Gehan Gunasekara: Pope comes at time of fresh thinking


Gehan Gunasekara says Pope Francis has struck a chord in the developed world as well as the Third World.

Pope Francis has surprised with his spontaneous walks among the faithful and his homely style.  Photo /  AP
Pope Francis has surprised with his spontaneous walks among the faithful and his homely style. Photo / AP

Acting Venezuelan President Nicolas Maduro's statement that the late President Hugo Chavez must have exerted some influence in the heavenly realm for a South American to be elected Pope, may not be far off the mark.

Leaving divine intervention aside, Pope Francis' pronouncements on the need for the Catholic Church to live in the real world and to deal squarely with issues such as inequality, combined with his personal style of modest living, resonate strongly with opinion in Latin America and elsewhere.

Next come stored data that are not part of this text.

PR #1217, opened 2015-11-03
Treat a null response to getCookies as [].

juangj:
The Edge driver returns null (see
https://connect.microsoft.com/IE/Feedback/Details/1872177), which is
incorrect, but we might as well avoid the NPE in the client until that
gets fixed.


titusfortner:
Oh good, this saves me from having to do a better job explaining/reproducing the bug I filed yesterday - https://connect.microsoft.com/IE/feedback/details/1970246/ :)

PR #1246, opened 2015-11-12
Python 3.2+ instead of listing specific Python 3.x versions

nikolas:
Python 3.4 is listed as being supported by Selenium in setup.py:
https://github.com/SeleniumHQ/selenium/blob/master/setup.py

### DIFF
--- a/py/README
+++ b/py/README
@@ -27,7 +27,7 @@ Supported Python Versions
 =========================
 
 * Python 2.6, 2.7
-* Python 3.2, 3.3, 3.4
+* Python 3.2+
 
 Installing
 ==========


ivargas-handy:
Can you test Python 3.5 as well, and add that?

cgoldberg:
Perhaps it should just read: "Python 3.2+", rather than listing specific versions.  I don't believe the project's CI actually runs all those versions anyway.  

Also... I haven't tested it exhaustively, but CPython 3.5 should work fine.

nikolas:
@cgoldberg good idea. I've added a new commit to this branch.

lukeis:
merged in 4b14c304934f8559ef6c755ffa39caed1d685d5c

PR #1258, opened 2015-11-16
Add a check for null results from executing JavaScript

### LINKED ISSUE #1257: ExecuteJavaScript always throws when JavaScript returns null
*This is an issue in the WebDriver.Support library for .NET.*

When using the ```OpenQA.Selenium.Support.Extensions.WebDriverExtensions.ExecuteJavaScript``` extension method and the script invoked returns ```null```, then the method ```IsInstaceOfType``` (WebDriverExtensions.cs, line 91) will return ```false``` (```null``` isn't an instance of any type). This causes the method to throw a ```WebDriverException```, rather than returning ```null``` to the caller.

chrisblock:
The System.Type.IsInstanceOfType method will always return false when
handed a null value. This change checks explicitly for null to prevent an
exception from being thrown in this case. A check for a value type is also
made to avoid attemping to convert to a value type from a null value.

Fixes #1257

### DIFF
--- a/dotnet/src/support/Extensions/WebDriverExtensions.cs
+++ b/dotnet/src/support/Extensions/WebDriverExtensions.cs
@@ -16,11 +16,8 @@
 // limitations under the License.
 // </copyright>
 
-using System;
-using System.Collections.Generic;
-using System.Linq;
 using System.Reflection;
-using System.Text;
+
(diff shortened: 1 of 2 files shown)


jimevans:
Merged in 2a28c18

PR #1291, opened 2015-11-20
py: phantomjs: make sure the spawned phantomjs process is killed

dryice:
Currently with many

> wd = webdriver.PhantomJS()
> wd.quit()

calls, there will be many spawned phantomjs process remained, and
they'll use up the RAM.

This issue has been described at
https://code.google.com/p/selenium/issues/detail?id=5921

and has been fixed at
https://code.google.com/p/selenium/source/detail?r=885b62bbb7ee

However dbac7447d803a6efd33a031df841fa5f51e70ce5 and
1bc9c24d67b30ae1ebb7be7debdbfd7c8fd93f3e removed the fix.

This commit brings the fix back

### DIFF
--- a/py/selenium/webdriver/phantomjs/service.py
+++ b/py/selenium/webdriver/phantomjs/service.py
@@ -17,7 +17,6 @@
 import platform
 import subprocess
 import time
-import signal
 
 from selenium.common.exceptions import WebDriverException
 from selenium.webdriver.common import utils
@@ -105,11 +104,10 @@ class Service(object):
         try:
             if self.process:
                 self.process.stdin.close()
-                if platform.system() == 'Windows':
-                    self.process.kill()
-                else:
-                    self.process.send_signal(signal.SIGTERM)
+                self.process.terminate()
                 self.process.wait()
+                if platform.system() != 'Windows':
+                    self.process.kill()
                 self.process = None
         except OSError:
             # kill may not be available under windows environment


dryice:
PS: I've signed the CLA.

lukeis:
Did you test this on Windows? Because I think that's where the problem with doing this is.

dryice:
No. I don't have access to a Windows machine to test. But I've just made a commit that keep the original kill() call on Windows, and send SIGTERM on Posix OSs.

cgoldberg:
this has been changed many times, so let's get it right :)

first... you can call `process.terminate()`, so you don't have to import signal module.  It sends the same SIGTERM.

and the proper way to stop and kill the process:

on Posix, it should call these:
`terminate()`
`wait()`
`kill()`

on Windows, `kill` is a alias for `terminate()`

see: https://docs.python.org/2/library/subprocess.html#popen-objects

dryice:
Yes. just changing kill() to terminate() in the original code could get the result "send SIGTERM on Posix, and call TerminateProcess() on W32"

And on Posix, we can do an extra kill() to make sure.

lukeis:
i've refactored the code so that all the different drivers that require an executable use a common service, this fix. The use of terminate is included (I still need to do some testing with it). But I'm going to close this PR.

0ee1c15d7dd98344cd2e35e7a4bfa92561e4a686

dryice:
Thanks for resolving this once and for all!

BTW: I agree with @cgoldberg to do
terminate()
wait()
kill()

It looks the new code is doing
terminate()
kill()
wait()
that didn't give the executable enough time to terminate gracefully.

menesis:
The last comment is still valid in version 2.53.0 – `kill()` right after `terminate()` leaves a stray process (if phantomjs is invoked via node).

The new Pope is undoubtedly conservative on social issues such as same-sex marriage, abortion and contraception but these issues are in reality peripheral to the concerns of a great majority of individuals who are mainly concerned with the daily struggle for health care, feeding and educating their children and putting a roof over their heads.

Here Pope Francis has struck a chord not only in the Third World but with people in the developed world who are just as concerned about the growing gap between the middle class and a small elite who control wealth and power.

The elite's unwillingness to pay their fair share of tax has recently been highlighted by the predicament of the tax haven of Cyprus where radical solutions have been proposed including the outright expropriation of a portion of citizens' bank deposits (the citizens it turns out are mainly rich expatriates). Isn't this the very communism we were for so long asked to fear?

The proposal, as it happens, was made by the European Union banks who were asked to help in the bailout of the Cypriot government.

The Pope's stance on social issues aside, Francis might even sit in the camp known as "liberation theology" despised by the Vatican hierarchy and by former Pope John Paul II.

But Pope Francis may prove to have a similar effect on capitalism to that exerted by John Paul II on the downfall of communism. Capitalism, in its classical model, is well and truly in decline throughout Latin America.

Hugo Chavez' redistribution of his country's oil income on a huge scale and the widespread accessibility of health care (thanks to the infusion of Cuban doctors) to millions who were previously deprived of it are well known.

However similar trends have occurred in neighbouring countries including Bolivia and in Brazil, often seen as the next China, the redistribution has created a middle class and narrowed the wealth gap.

Much of the continent has been in the grip of socialist or left-leaning governments for a decade or more and, contrary to the Washington pundits, the sky has yet to fall in.

There is also, surprisingly, much in common between the new Chinese leadership led by President Xi Jinping, and the new Pope.

Both have railed at the evils of income inequality and environmental degradation. And both have set a new standard of personal austerity in their lifestyles.

In China, Communist Party officials have been told to stay at modest one-star hotels and to host banquets of no more than four dishes (usually an insult by Chinese standards).

These injunctions are being adhered to with policing by countless citizens on internet blogs.

What does this trend auger for New Zealand and the wider world?

First of all, income redistribution is no longer seen in derogatory terms.

The Latin American fad has yet to spread to the United States but has clearly taken hold elsewhere.

Perhaps President Barack Obama's successors can take comfort that spreading wealth more evenly does not result in electoral or economic suicide. Here in Aotearoa we can be emboldened to look for novel solutions.

For example, the cost of strengthening historic buildings to withstand earthquakes is a ticking bomb.

Why not adopt the Cypriot solution and simply impose a one-off levy on all bank accounts, incomes over a certain amount, rents and mortgage payments?

Alternatively why not impose a capital gains tax? To be sure this will amount to shifting income from one group to another but it will be shifting it from those better able to pay to those who are not.

May the revolution begin!

Gehan Gunasekara is an associate professor in commercial law at the University of Auckland.